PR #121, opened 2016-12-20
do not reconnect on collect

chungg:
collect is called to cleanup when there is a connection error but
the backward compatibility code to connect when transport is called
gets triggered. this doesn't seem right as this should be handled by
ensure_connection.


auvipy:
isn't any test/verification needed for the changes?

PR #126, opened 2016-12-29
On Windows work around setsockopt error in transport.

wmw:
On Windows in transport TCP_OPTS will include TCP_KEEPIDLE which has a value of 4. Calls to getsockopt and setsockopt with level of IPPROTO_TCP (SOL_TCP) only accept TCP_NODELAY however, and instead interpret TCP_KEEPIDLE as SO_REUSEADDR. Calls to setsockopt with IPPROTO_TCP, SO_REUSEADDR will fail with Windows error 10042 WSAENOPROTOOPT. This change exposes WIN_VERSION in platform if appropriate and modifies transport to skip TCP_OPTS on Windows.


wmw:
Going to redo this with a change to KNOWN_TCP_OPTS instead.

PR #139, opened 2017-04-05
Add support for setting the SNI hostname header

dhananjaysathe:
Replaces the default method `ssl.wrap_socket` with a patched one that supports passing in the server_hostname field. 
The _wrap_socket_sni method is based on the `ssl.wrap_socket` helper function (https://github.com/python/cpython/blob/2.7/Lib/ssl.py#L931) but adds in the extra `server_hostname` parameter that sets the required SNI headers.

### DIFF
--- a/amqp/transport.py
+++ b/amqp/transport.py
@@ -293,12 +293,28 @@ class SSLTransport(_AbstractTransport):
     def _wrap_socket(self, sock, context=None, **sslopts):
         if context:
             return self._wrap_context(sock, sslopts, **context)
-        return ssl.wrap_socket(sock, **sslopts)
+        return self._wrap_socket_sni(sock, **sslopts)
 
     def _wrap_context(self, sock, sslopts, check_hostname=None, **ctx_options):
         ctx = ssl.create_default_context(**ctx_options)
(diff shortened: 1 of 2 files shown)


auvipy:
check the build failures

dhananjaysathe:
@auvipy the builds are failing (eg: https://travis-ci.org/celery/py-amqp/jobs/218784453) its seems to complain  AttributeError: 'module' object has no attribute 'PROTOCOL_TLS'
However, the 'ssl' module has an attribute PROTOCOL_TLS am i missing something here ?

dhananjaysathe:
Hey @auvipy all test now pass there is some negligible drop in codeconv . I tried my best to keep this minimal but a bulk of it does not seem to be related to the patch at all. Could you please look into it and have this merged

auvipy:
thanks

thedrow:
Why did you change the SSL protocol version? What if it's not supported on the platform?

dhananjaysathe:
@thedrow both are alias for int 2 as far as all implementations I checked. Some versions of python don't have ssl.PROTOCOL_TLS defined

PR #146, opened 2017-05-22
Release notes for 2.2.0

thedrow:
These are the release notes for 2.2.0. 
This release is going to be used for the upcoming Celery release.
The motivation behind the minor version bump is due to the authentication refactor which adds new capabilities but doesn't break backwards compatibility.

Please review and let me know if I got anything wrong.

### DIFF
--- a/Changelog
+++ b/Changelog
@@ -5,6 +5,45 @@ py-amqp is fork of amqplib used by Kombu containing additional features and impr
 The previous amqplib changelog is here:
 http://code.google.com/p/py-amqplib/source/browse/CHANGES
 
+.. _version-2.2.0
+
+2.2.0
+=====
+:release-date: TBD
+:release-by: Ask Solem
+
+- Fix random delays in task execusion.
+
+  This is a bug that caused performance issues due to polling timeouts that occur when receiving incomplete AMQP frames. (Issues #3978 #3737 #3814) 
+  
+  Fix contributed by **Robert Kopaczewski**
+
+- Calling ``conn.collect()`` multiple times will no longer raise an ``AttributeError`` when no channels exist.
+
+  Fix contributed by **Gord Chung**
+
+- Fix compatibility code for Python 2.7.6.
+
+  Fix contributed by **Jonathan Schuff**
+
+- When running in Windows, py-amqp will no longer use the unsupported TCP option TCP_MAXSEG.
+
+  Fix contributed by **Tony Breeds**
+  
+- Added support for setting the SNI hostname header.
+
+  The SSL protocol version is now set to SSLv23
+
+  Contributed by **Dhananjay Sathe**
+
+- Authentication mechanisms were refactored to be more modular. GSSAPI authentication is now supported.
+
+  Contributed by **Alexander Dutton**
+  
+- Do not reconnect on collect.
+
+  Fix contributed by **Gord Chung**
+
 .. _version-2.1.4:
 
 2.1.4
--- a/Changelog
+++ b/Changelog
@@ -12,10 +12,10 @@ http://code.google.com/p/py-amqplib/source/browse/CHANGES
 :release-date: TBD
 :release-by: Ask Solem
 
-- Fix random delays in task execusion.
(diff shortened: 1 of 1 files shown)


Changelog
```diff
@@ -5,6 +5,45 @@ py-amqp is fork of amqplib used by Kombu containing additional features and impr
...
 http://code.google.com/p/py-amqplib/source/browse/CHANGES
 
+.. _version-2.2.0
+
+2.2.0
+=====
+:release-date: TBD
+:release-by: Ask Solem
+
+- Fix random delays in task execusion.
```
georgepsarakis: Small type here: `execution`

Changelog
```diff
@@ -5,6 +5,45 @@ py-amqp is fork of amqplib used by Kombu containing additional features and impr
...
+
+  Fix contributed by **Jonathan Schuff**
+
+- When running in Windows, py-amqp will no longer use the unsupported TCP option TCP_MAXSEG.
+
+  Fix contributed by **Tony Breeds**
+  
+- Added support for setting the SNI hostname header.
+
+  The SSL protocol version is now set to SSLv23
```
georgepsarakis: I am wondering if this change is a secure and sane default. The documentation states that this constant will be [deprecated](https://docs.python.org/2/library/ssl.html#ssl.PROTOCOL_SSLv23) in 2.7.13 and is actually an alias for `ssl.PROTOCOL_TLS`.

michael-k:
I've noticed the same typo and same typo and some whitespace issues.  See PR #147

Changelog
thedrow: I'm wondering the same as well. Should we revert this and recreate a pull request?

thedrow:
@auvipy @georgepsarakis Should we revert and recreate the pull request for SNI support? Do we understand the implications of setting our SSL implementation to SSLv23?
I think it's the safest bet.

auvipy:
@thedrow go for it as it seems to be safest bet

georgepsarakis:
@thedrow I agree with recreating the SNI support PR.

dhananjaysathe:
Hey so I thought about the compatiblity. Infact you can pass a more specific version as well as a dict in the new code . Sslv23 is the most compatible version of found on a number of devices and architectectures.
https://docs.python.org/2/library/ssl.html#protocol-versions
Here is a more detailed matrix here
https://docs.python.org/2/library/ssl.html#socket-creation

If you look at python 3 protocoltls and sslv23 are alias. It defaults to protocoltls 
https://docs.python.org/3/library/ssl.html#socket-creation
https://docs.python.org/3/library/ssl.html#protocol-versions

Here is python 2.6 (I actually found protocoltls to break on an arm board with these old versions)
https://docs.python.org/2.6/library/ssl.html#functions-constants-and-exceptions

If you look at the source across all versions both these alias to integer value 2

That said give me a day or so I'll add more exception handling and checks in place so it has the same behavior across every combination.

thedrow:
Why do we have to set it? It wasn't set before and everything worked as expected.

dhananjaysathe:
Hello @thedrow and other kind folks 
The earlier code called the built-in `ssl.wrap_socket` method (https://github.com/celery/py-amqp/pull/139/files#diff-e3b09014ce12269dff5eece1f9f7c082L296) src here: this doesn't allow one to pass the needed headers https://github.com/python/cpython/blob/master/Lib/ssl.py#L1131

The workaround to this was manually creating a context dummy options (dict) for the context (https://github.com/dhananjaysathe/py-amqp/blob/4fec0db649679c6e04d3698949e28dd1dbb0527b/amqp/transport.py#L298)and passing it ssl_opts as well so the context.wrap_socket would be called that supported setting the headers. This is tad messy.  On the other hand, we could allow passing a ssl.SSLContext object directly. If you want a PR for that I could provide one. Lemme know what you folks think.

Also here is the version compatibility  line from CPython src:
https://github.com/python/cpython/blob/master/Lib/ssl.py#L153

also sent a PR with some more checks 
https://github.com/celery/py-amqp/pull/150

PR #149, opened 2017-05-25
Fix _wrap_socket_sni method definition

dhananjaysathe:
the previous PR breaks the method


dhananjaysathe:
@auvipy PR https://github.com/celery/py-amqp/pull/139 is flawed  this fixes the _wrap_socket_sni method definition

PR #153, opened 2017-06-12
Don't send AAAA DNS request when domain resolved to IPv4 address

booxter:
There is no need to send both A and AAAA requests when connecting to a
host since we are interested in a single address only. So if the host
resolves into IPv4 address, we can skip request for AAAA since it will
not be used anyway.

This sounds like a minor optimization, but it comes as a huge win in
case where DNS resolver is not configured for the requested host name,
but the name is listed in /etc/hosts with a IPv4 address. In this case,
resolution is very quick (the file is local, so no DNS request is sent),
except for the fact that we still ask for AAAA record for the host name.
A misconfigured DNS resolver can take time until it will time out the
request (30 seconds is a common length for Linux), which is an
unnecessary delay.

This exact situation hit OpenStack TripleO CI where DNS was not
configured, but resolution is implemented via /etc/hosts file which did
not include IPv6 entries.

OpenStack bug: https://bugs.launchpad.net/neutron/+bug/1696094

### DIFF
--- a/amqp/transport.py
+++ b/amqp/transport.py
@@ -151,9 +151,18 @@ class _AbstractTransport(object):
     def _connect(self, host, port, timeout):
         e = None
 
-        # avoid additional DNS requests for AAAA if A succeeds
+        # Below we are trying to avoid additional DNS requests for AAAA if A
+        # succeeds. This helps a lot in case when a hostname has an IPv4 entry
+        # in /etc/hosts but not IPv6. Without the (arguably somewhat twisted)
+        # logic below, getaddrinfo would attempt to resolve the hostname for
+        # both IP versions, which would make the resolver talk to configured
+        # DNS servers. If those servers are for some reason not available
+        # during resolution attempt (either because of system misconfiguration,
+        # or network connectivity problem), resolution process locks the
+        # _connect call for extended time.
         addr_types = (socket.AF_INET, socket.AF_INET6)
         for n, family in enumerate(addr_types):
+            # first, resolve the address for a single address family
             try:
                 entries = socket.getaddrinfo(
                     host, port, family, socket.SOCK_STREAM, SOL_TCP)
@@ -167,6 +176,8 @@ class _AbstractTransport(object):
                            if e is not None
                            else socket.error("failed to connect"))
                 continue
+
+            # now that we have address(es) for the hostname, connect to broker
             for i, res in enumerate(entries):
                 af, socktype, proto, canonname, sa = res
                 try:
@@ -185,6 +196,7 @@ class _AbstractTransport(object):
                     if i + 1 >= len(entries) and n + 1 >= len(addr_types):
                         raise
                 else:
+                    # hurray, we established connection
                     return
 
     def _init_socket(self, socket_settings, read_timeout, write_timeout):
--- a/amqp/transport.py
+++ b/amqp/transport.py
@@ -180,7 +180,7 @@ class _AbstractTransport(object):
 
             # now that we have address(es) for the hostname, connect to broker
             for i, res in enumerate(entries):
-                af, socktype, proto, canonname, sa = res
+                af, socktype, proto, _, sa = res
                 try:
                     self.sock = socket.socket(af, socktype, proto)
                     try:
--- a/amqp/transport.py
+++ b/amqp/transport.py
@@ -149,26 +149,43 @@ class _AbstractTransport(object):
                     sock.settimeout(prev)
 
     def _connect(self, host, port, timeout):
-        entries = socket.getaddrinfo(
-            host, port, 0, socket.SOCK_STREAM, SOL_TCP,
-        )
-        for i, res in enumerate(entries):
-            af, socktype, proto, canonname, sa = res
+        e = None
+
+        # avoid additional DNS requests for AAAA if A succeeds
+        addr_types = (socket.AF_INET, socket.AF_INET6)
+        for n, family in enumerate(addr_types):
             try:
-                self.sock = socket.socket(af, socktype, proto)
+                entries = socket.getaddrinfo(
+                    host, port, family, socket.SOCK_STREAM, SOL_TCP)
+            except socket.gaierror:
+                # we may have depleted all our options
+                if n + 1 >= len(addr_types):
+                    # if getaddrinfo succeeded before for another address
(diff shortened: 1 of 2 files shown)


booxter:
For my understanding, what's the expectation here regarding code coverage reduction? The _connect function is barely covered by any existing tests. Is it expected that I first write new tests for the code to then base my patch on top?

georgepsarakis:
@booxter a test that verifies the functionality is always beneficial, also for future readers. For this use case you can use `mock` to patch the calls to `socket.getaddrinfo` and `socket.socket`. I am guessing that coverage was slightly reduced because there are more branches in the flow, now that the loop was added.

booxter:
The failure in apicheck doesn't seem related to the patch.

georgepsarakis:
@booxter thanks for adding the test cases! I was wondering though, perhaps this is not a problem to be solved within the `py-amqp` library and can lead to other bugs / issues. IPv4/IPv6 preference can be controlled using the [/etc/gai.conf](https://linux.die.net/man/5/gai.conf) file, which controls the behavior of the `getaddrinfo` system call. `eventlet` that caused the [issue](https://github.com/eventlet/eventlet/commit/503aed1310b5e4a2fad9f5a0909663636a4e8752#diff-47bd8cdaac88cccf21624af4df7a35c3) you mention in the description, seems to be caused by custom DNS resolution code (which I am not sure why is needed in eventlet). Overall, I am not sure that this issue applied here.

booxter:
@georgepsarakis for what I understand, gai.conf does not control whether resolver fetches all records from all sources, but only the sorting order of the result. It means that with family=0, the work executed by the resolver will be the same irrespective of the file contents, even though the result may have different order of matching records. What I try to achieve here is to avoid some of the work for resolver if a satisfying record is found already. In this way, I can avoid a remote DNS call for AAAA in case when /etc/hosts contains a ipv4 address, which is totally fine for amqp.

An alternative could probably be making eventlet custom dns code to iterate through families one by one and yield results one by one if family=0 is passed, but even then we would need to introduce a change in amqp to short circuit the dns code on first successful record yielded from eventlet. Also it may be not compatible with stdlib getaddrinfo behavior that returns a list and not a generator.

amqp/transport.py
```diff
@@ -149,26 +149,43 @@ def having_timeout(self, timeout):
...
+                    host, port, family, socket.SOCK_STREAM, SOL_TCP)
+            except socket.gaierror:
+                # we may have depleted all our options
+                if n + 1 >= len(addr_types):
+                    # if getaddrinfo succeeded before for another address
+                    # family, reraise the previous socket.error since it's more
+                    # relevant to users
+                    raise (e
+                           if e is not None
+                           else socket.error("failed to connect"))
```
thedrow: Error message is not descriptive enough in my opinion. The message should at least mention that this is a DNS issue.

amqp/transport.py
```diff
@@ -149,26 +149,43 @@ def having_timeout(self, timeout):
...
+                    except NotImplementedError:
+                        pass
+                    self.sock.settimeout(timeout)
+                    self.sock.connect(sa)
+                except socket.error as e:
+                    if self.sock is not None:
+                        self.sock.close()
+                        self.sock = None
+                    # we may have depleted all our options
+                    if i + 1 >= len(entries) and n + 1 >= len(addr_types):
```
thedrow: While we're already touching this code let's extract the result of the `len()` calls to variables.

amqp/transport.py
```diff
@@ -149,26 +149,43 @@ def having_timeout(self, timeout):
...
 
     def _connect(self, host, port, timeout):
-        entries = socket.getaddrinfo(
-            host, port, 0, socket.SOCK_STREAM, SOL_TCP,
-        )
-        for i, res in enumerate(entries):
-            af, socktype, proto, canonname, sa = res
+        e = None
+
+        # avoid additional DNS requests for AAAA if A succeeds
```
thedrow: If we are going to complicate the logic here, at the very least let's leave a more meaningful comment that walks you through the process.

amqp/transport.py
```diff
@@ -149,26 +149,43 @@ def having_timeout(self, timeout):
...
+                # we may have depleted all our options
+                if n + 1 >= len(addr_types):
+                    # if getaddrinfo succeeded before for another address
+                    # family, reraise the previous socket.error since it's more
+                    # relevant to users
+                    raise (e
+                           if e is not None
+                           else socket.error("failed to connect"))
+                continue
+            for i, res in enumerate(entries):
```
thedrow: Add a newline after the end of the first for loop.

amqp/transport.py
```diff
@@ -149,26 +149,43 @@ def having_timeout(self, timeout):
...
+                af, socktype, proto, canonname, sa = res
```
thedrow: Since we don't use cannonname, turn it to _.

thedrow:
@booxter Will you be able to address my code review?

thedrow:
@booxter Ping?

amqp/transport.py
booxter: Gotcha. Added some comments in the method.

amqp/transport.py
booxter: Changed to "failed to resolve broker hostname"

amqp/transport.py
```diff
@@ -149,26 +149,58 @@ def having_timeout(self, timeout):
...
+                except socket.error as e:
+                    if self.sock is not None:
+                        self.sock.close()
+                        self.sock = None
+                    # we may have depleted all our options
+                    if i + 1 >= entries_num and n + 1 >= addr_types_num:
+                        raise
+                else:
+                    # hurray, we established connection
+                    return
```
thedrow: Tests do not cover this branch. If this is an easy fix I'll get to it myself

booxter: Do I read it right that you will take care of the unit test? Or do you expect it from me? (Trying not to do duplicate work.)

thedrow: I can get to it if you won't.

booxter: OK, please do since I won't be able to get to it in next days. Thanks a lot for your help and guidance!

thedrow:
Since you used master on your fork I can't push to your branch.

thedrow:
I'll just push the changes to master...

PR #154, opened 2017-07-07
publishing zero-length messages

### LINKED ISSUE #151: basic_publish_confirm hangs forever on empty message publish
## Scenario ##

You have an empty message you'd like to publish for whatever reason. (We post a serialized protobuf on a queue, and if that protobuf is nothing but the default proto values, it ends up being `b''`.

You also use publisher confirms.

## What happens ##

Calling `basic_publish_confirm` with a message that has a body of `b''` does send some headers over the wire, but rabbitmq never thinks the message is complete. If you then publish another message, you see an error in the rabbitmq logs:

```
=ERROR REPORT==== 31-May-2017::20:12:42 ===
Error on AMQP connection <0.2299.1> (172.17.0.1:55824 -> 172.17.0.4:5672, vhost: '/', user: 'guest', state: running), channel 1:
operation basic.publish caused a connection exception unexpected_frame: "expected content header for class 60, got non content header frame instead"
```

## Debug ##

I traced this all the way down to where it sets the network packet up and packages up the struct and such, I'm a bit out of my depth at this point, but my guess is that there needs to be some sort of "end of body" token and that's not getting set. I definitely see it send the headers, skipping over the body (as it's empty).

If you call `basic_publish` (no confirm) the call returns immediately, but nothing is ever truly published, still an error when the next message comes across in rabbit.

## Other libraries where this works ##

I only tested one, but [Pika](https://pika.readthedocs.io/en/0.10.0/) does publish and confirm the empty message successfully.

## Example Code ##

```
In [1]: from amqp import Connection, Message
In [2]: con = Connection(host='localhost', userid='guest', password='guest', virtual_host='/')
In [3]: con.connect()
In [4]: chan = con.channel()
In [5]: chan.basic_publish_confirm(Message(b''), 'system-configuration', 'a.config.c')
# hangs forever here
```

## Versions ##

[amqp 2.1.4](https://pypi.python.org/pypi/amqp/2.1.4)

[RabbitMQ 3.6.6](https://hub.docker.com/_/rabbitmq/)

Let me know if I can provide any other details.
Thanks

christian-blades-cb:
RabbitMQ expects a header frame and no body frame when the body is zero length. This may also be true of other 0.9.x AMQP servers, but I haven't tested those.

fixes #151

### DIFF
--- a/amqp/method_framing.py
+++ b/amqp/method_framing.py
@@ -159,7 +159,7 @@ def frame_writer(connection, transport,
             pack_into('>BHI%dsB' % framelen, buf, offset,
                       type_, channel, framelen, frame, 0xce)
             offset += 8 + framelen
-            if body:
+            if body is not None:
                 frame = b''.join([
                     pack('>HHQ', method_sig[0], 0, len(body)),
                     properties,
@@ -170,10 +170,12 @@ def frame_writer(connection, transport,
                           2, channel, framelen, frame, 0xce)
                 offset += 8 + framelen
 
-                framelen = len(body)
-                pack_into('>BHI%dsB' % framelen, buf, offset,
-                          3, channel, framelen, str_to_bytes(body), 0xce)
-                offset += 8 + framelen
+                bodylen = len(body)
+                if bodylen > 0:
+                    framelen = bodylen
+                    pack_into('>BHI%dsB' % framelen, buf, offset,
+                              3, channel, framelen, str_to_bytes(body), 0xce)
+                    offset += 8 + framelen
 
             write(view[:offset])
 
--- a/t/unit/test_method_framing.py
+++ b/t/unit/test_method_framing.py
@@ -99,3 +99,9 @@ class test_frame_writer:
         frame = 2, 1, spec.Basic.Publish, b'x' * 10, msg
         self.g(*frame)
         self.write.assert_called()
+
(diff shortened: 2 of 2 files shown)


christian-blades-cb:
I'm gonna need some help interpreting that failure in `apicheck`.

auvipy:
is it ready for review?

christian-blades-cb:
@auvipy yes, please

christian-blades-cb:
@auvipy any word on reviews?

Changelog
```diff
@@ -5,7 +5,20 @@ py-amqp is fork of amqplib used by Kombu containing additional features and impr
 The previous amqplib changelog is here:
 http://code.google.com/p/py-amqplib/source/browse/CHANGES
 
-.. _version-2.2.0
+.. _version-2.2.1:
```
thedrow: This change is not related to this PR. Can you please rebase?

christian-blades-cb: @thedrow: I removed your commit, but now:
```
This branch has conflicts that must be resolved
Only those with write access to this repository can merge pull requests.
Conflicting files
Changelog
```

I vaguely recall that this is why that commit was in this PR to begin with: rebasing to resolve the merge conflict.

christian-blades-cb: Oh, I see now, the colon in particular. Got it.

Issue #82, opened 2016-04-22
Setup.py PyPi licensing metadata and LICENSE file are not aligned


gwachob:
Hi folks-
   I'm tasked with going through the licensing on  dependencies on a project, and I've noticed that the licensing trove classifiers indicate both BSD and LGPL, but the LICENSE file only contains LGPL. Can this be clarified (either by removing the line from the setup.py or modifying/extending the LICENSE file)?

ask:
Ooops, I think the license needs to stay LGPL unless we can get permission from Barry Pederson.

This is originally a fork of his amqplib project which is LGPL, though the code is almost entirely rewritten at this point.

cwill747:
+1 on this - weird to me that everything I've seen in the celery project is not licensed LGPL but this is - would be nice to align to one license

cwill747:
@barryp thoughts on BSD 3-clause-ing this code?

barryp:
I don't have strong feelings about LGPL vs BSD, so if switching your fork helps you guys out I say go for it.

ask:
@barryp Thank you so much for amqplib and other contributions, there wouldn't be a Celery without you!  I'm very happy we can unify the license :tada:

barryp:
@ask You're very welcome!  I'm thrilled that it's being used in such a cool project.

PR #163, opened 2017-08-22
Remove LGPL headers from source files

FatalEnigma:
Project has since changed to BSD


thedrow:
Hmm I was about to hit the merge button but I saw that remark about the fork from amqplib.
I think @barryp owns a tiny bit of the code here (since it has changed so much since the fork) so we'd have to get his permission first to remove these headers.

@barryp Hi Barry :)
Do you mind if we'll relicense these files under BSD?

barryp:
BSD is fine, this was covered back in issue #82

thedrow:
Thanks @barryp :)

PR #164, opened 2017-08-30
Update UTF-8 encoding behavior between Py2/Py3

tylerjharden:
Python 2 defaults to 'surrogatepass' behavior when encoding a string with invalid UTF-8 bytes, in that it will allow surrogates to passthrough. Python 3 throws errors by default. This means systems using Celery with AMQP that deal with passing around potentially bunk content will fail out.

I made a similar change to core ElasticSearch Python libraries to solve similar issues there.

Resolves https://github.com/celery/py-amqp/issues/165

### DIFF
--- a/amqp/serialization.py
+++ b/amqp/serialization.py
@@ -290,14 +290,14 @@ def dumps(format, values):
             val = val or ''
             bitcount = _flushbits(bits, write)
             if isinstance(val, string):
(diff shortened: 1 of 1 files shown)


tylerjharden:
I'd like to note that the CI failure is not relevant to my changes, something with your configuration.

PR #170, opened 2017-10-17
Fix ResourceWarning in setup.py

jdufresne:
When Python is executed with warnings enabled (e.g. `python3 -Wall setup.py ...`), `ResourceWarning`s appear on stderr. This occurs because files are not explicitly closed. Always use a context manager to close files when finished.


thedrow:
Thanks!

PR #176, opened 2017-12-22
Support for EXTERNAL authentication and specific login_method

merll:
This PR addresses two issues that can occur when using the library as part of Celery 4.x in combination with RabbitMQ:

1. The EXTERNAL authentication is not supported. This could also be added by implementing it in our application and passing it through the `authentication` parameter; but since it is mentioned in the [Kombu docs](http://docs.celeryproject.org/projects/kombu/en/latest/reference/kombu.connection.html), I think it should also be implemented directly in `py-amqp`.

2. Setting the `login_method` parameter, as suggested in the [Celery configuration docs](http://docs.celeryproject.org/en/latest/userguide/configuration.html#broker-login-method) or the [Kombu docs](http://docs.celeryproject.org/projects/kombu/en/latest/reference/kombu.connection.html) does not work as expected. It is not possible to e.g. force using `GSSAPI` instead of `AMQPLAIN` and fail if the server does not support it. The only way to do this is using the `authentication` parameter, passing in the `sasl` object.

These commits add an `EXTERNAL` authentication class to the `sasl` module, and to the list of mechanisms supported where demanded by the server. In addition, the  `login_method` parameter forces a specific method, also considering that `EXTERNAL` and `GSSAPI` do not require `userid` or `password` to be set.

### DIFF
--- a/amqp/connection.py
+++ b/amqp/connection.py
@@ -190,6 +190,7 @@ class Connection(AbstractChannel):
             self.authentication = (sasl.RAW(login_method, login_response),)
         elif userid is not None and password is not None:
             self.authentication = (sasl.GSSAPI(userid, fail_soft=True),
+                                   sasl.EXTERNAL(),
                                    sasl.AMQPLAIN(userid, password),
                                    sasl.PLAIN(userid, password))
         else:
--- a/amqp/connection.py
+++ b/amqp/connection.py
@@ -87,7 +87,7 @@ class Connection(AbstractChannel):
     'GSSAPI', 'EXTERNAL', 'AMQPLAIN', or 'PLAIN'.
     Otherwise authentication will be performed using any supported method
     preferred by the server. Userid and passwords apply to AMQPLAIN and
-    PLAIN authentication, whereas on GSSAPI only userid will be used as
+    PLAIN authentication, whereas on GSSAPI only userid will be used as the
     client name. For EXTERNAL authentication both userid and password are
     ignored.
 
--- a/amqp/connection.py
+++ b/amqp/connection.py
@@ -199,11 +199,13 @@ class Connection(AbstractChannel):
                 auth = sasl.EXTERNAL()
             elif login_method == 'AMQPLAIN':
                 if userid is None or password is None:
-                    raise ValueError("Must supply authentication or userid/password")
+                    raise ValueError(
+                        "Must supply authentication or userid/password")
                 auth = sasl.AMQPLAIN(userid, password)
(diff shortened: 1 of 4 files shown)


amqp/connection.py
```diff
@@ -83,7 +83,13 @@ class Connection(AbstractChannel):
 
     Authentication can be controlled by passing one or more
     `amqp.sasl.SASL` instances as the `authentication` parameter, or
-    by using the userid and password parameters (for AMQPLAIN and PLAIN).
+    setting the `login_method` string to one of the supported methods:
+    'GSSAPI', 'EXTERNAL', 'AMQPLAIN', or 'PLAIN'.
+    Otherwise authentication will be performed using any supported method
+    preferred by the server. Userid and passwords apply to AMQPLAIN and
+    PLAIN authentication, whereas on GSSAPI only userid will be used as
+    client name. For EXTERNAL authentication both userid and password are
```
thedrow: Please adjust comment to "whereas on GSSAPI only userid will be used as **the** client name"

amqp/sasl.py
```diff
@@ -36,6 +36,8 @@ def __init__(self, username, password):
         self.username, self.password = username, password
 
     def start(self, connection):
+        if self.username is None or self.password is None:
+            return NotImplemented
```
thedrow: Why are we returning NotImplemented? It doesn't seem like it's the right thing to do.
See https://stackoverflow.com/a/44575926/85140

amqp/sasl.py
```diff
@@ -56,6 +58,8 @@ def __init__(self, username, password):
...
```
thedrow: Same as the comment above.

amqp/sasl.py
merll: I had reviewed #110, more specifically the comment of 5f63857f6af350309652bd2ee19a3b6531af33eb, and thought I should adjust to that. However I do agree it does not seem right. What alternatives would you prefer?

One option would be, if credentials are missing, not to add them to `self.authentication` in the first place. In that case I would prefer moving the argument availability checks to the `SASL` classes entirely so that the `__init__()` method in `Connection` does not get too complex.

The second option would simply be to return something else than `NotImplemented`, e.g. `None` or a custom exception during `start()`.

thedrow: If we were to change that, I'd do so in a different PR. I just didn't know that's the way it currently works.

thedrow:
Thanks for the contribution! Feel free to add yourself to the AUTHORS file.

□ □ □ □

ASSIGNMENT
Within the entries, find all lines holding "protocoltls" and copy each one.

OUTPUT OF THE TASK
If you look at python 3 protocoltls and sslv23 are alias. It defaults to protocoltls 
Here is python 2.6 (I actually found protocoltls to break on an arm board with these old versions)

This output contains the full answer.